Records from a data source:
==========

PR #100, opened 2017-01-19
Find TPLs

jbakosi:
This is a set of changes that I encountered and needed to be fixed while I was setting up system-wide libraries on our TeamCity build agents, also mentioned in https://github.com/quinoacomputing/quinoa/pull/99#issuecomment-273637095. I have also managed to put in a number of small fixes in the meantime. @junghans: can you please build/test?


cmake/FindZoltan2.cmake
```diff
@@ -33,22 +33,19 @@ endif()
...
 else()
   FIND_LIBRARY(Zoltan2_LIBRARY NAMES zoltan2 trilinos_zoltan2
                PATH_SUFFIXES trilinos
-               HINTS ${Zoltan2_ROOT}/lib)
+               HINTS ${Zoltan2_ROOT}/lib $ENV{ZOLTAN2_ROOT}/lib)
 endif()
 
-set(Zoltan2_LIBRARIES ${Zoltan2_LIBRARY} )
-set(Zoltan2_INCLUDE_DIRS ${Zoltan2_INCLUDE_DIR} )
-
```
junghans: I followed this:
https://cmake.org/Wiki/CMake:How_To_Find_Libraries#Writing_find_modules

jbakosi: Okay, that's cool. We can put that back.

junghans:
I think we should use the chance to:

- [ ] Consistent spelling (Capital vs Camel)
- [ ] Consistent naming (plural vs singular)
- [ ] Consistent hints (environment vs. cmake variable or both)

cmake/FindZoltan2.cmake
junghans: I think we should just make it consistent.

jbakosi:
I agree, we need to make these consistent across all TPLs.

cmake/FindZoltan2.cmake
junghans: One _hidden_ advantage of these lines is that, these ones can be overwritten in the main build system, while the ones from `find_library()` and `find_path()` cannot (with `FORCE`) as they are cached.

jbakosi:
Okay, can you please take a look at _only_ https://github.com/quinoacomputing/quinoa/pull/100/commits/0c831a5c8829f2ffb15a32f1ddfcf914c7299713, and see if I managed to make that consistent wrt spelling, naming, etc.? Then I'll do the rest...

jbakosi:
On a related note, there is another problem with Zoltan2 and probably all trilinos packages:

Since now we have our own `FindZoltan2.cmake` we only find the Zoltan2 library but not its dependencies (within trilinos). However, previously, since we always built trilinos, we just pointed to `Zoltan2Config.cmake` (by doing `SET(CMAKE_PREFIX_PATH ${TPL_DIR} ${CMAKE_PREFIX_PATH})`) installed into `TPL_DIR/clang-x86_64/lib/cmake/Zoltan2` by the trilinos install. Putting only libzoltan to the link line is okay with dynamic linking because the linker pulls in the dependencies, but not with static, which requires the explicit list of all dependent libraries too.

For example, this is the output from our `FindZoltan2.cmake`:
```
-- Found Zoltan2: /home/jbakosi/code/quinoa/tpl/install/clang-x86_64/lib/libzoltan2.so
```
and this is the output from the trilinos-provided `Zoltan2Config.cmake`:
```
-- Found Zoltan2: zoltan2;xpetra-sup;xpetra;tpetraext;tpetrainout;tpetra;tpetrakernels;tpetraclassiclinalg;tpetraclassicnodeapi;tpetraclassic;zoltan;teuchoskokkoscomm;teuchoskokkoscompat;teuchosremainder;teuchosnumerics;teuchoscomm;teuchosparameterlist;teuchoscore;kokkosalgorithms;kokkoscontainers;kokkoscore
```

One can imagine the slew of undefined symbols if those are not given during static linking. BTW, this problem was triggered by our Alpine linux docker container build (and only that) that is run during CI.

This is kind of a chicken and the egg problem: we should use the `Zoltan2Config.cmake` provided by trilinos to rely on the trilinos folks to find the dependencies for us. However, this is not available unless trilinos is installed. So we can't just find a trilinos library without knowing the location of a trilinos install.

I don't think we should write our own FindZoltan2.cmake, but instead get a directory where trilinos is installed, e.g., `TRILINOS_INSTALL`. Then in `${TRILINOS_INSTALL}/lib/cmake` should be added to the list in `CMAKE_PREFIX_PATH`, which then will find `Zoltan2Config.cmake` which provides the ability to call `find_package(Zoltan2)`. The same for any other trilinos packages.

Does this make sense?

junghans:
Absolutely makes sense! Let's drop our `FindZoltan2.cmake` and use `find_package(Zoltan2 QUIETLY)` in the TPL build, so the user doesn't get overwhelmed with the long error message that `Zoltan2.cmake` wasn't found.

junghans:
And Gentoo installs the cmake config files of Trillions as well.

jbakosi:
Sounds good. Cmake searches on system paths for `<package>Config.cmake` files and it does find these files on Debian if Trilinos is installed system-wide, so this will work nice. On system where trilinos is installed in a custom location, `-D<package>_DIR=<trilinos_install>/lib/cmake/<package>` enables finding the packages too - I just tested this.

jbakosi:
And `-D<package>_DIR=<trilinos_install>/lib/cmake/<package>` can also be set as environment variables, e.g., by environment modules.

junghans:
`Zoltan2-dev` puts `Zoltan2.cmake` in `/usr/lib/x86_64-linux-gnu/cmake/Zoltan`, so we should add that directory to `CMAKE_PREFIX_PATH` if we build on darwin.

jbakosi:
That directory is not searched by cmake automatically?

junghans:
This seems similar:
http://askubuntu.com/questions/633826/default-installation-prefix-qt5-qt5-widgets-ubuntu
I guess the problem is the `Zoltan2` subdir.

jbakosi:
What do you think about the procedure outlined in the commit message https://github.com/quinoacomputing/quinoa/pull/100/commits/2558b6e0a34b3216cafda5c1c4ec141429cd398a?

cmake/TPLs.cmake
```diff
@@ -110,17 +112,12 @@ if(NOT BUILD_SHARED_LIBS)
...
-set(ZOLTAN2_ROOT ${TPL_DIR}) # prefer ours
 find_package(Zoltan2 REQUIRED)
 
 #### ExodusII library
-set(SEACASEXODUS_ROOT ${TPL_DIR}) # prefer ours
 find_package(SEACASExodus REQUIRED)
 find_package(SEACASExodiff REQUIRED)
 
-#### H5Part library
-find_package(H5Part REQUIRED)
```
junghans: Why did you remove that?

cmake/FindSEACASExodus.cmake
```diff
@@ -1,32 +0,0 @@
-#------------------------------------------------------------------------------#
```
junghans: I would keep that as exodus will be provided by exodusii-devel on debian, which doesn't have a cmake file.

cmake/TPLs.cmake
jbakosi: Because it was there twice - probably a result of a bad merge.

jbakosi:
No I just don't understand why they did _not_ include any cmake variable in `SEACASExodiffConfig.cmake` that would define the `exodiff` executable. So for that we still need a `FindExodiff.cmake`.

junghans:
I was thinking about it again, even with libexodus, we still need `exodiff` and hence exodus from trilinos, so let's drop it.

jbakosi:
Yeah, I'm pulling back FindSEACASExodiff.cmake, probably with a different name. Argh!

jbakosi:
Alright, I have attempted to make all `Find<package>.cmake` files conforming to the same style and also to KitWare recommendations and I have also updated the Zoltan2/Exodus/Exodiff stuff. I woud like to be done with this PR. Could you please review? I realize the changes here can really be tested for correctness when we subject to a bunch of different kinds of builds for which the TeamCity build matrices are partly already set up. I have only done some basic manual sanity checking during these updates on two different machines, one that has some TPLs missing on the system and thus we build some, and another one that finds every TPLs.

So @junghans can you please take a quick look and perhaps build & test on gentoo, then I'll merge and get on to the more thorough TeamCity build matrices (unfortunately, I can only do this latter on the master branch due to a TeamCity plugin configuration issue.)

junghans:
With RNGSSE2 I get:
```
CMake Error: The following variables are used in this project, but they are set to NOTFOUND.
Please set them or make sure they are set and tested correctly in the CMake files:
RNGSSE2_LIBRARY
    linked by target "inciter" in directory /home/junghans/computing/quinoa/src/Main
    linked by target "walker" in directory /home/junghans/computing/quinoa/src/Main
    linked by target "unittest" in directory /home/junghans/computing/quinoa/src/Main

-- Configuring incomplete, errors occurred!
```

junghans:
Fixed

jbakosi:
Yes, I missed that. Thanks. I'm sure there will be some others too. Also, I have not tested with the any of the optional libs not being there, e.g. `TestU01`, but is what I want to do with a build matrix that I have already setup.

junghans:
Building it now, found (#101), but that is trilinos.

junghans:
And merge #103 if you like.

==========

_WHAT IS EXPECTED_
Looking at the entries, work out how many lines hold the word "still". Give the number and nothing else.

_RESULT OF THIS EXERCISE_
2